Stored data entries:

=-=-=

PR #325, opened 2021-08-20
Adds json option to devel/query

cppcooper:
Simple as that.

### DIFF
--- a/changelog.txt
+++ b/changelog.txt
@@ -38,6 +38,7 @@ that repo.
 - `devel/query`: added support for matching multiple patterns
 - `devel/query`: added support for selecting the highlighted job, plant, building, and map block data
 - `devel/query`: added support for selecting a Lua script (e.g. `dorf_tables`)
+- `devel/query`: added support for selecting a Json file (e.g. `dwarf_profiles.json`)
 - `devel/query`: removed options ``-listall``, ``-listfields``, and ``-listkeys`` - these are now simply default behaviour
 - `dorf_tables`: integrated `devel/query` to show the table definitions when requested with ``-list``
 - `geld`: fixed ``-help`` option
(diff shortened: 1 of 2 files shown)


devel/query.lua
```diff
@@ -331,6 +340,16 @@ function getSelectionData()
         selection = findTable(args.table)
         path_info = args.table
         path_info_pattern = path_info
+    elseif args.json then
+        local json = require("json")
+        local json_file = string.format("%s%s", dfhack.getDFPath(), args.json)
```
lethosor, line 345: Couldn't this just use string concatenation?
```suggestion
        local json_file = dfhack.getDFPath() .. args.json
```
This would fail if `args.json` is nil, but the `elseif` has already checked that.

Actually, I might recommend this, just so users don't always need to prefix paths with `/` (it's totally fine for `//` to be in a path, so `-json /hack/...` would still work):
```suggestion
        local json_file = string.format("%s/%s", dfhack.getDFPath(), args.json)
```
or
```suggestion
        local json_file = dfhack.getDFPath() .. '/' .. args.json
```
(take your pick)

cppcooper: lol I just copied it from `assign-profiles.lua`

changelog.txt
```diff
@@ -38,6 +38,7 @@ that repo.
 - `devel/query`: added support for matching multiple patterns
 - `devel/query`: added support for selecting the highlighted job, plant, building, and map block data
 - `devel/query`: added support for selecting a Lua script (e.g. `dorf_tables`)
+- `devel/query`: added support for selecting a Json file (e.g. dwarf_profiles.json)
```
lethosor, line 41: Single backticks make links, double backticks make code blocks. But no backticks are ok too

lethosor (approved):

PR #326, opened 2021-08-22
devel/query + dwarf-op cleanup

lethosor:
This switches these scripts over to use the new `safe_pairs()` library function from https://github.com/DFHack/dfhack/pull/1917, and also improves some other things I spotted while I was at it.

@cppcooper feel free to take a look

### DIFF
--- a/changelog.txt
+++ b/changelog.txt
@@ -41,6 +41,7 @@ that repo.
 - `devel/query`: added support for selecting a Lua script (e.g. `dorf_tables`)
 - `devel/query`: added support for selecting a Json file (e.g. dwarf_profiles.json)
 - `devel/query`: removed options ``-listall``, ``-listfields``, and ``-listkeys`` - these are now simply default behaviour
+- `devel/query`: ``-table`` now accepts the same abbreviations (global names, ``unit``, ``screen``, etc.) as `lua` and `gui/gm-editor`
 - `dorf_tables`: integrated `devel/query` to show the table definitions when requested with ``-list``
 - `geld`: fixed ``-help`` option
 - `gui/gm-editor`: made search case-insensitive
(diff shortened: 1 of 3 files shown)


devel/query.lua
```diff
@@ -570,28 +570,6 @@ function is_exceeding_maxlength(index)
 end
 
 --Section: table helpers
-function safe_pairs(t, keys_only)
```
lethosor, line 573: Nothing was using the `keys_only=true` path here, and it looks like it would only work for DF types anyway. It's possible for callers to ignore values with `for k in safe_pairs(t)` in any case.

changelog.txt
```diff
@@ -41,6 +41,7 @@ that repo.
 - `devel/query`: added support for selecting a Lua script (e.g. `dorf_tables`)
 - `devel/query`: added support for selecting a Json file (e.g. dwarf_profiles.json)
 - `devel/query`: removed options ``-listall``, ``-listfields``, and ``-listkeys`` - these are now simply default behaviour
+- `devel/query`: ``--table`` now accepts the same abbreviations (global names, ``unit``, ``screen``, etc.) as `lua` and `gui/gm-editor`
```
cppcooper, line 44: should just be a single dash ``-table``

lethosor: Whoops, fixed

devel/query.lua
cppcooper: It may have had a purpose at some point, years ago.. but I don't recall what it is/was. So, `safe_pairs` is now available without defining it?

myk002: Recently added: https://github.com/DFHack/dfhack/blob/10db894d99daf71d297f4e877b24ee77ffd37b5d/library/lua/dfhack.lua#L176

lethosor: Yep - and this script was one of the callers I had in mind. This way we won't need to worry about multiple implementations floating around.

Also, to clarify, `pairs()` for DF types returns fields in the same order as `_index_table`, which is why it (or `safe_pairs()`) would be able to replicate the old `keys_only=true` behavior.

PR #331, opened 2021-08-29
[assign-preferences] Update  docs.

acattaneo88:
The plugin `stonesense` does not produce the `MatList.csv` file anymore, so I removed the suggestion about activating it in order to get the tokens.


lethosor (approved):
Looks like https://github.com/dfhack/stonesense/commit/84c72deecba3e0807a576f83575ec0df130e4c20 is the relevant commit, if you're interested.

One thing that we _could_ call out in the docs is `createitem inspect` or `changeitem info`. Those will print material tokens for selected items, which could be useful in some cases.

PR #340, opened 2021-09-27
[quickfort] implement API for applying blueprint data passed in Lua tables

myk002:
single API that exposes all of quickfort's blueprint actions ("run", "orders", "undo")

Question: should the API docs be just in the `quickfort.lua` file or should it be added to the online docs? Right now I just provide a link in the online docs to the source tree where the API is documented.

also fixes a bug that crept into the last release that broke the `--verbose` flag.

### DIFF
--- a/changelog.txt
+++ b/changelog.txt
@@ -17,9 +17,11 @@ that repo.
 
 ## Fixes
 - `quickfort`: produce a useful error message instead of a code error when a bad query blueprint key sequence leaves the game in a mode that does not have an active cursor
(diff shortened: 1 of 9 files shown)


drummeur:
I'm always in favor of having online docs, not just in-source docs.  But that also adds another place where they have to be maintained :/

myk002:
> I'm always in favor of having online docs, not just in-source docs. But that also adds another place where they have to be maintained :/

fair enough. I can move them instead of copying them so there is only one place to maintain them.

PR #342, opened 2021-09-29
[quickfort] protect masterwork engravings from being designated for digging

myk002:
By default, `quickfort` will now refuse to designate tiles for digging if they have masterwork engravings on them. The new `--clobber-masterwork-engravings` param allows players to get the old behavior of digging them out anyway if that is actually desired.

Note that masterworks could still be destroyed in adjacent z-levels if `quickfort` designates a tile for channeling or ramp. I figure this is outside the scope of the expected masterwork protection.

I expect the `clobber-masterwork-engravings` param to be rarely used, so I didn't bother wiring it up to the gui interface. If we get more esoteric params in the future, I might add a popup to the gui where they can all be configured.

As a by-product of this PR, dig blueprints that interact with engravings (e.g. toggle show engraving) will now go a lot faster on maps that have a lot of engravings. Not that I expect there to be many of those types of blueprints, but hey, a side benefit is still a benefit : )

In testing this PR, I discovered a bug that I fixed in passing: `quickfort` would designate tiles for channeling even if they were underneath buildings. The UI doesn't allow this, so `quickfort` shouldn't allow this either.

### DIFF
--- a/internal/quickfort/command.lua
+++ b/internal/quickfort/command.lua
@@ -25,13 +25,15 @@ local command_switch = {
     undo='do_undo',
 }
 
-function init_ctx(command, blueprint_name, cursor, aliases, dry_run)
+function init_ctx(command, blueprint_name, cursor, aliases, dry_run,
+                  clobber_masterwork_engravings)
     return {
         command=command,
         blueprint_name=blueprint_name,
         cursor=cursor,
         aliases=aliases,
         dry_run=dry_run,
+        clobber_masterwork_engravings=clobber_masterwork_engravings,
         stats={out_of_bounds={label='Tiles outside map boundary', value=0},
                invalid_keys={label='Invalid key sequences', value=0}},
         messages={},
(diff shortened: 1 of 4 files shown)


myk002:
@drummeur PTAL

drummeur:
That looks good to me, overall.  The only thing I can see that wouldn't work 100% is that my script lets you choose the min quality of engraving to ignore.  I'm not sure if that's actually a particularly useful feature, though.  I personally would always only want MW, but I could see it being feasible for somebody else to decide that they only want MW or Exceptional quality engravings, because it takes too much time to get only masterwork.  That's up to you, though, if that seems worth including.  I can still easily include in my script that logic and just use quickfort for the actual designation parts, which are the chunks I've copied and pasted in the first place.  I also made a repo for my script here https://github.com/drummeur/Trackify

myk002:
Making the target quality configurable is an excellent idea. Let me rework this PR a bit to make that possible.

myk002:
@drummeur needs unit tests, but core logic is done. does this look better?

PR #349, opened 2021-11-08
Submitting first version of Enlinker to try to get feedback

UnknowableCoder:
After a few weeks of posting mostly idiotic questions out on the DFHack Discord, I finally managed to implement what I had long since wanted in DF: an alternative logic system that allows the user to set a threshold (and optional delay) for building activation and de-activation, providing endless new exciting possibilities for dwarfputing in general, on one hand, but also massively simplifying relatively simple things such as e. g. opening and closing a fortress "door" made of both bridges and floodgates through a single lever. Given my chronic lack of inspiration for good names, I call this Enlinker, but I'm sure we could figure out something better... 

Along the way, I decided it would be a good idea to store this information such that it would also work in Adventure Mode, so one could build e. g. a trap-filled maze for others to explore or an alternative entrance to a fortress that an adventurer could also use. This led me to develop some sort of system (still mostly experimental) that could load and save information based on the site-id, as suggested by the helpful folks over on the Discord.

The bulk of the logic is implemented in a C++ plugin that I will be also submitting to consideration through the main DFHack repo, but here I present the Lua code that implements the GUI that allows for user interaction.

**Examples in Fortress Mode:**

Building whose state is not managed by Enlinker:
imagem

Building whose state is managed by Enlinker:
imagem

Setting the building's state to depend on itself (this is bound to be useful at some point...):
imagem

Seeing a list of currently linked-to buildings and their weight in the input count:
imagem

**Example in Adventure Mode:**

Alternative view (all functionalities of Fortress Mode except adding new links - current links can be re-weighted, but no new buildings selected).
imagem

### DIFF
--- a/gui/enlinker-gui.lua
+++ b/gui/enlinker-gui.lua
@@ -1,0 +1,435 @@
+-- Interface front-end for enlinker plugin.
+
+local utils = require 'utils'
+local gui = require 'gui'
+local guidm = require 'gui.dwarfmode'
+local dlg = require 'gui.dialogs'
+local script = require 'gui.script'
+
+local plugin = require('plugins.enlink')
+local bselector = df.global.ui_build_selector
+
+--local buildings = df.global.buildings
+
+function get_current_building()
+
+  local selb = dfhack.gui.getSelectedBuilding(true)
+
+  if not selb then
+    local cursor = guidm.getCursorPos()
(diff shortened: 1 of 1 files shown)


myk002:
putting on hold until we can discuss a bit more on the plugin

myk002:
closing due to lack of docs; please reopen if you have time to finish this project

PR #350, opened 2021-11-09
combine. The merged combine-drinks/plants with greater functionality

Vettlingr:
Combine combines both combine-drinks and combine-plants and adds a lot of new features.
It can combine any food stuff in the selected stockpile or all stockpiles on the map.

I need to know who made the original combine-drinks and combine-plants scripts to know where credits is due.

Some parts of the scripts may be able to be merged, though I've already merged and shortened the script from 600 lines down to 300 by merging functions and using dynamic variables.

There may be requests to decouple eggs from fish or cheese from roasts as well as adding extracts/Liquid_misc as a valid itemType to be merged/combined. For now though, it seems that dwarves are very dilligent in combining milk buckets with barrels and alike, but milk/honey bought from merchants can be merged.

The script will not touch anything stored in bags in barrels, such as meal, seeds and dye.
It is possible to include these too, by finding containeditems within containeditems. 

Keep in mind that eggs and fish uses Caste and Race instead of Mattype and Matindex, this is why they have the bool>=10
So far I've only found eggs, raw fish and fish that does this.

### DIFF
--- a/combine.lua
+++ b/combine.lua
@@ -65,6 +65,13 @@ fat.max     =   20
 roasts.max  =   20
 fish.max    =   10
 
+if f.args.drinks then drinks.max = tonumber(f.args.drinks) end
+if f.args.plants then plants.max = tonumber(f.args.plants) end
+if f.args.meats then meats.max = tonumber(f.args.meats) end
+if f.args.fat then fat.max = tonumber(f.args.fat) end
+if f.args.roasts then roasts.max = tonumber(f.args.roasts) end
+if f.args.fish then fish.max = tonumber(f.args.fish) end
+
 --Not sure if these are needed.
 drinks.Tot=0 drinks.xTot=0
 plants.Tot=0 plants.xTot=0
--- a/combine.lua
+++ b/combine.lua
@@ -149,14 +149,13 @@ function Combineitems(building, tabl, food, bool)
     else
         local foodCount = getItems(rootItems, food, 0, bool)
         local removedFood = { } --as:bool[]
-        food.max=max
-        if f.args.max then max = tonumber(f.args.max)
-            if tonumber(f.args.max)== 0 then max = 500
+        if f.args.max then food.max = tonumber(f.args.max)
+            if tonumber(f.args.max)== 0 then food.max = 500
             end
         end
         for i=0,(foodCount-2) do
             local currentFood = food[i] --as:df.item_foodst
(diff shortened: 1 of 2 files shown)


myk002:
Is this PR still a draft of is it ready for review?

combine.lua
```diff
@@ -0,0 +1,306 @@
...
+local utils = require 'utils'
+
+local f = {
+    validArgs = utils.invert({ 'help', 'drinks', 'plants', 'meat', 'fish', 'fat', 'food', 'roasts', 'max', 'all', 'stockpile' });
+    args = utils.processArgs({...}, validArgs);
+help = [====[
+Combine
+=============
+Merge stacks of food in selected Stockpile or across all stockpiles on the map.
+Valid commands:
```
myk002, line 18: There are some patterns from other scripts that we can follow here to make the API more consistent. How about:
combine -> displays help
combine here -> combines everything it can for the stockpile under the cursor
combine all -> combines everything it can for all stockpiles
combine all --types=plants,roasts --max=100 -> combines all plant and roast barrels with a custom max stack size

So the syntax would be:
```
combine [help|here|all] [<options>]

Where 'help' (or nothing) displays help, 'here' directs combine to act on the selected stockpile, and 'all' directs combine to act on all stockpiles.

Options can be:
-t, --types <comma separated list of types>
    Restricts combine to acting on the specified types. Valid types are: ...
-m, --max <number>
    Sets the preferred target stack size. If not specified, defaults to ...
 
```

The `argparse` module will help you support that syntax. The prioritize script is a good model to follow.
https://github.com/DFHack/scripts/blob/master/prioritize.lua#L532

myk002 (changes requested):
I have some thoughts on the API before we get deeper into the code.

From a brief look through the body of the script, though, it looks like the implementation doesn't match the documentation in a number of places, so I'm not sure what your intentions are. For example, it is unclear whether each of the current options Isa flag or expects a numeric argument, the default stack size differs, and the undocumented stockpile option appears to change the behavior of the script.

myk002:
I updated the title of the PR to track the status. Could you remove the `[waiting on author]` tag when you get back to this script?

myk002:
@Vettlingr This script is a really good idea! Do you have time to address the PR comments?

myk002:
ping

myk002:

=-=-=

Which of the lines above include the word "fixed"? Copy each of them.

 - `geld`: fixed ``-help`` option
 - `geld`: fixed ``-help`` option
lethosor: Whoops, fixed
In testing this PR, I discovered a bug that I fixed in passing: `quickfort` would designate tiles for channeling even if they were underneath buildings. The UI doesn't allow this, so `quickfort` shouldn't allow this either.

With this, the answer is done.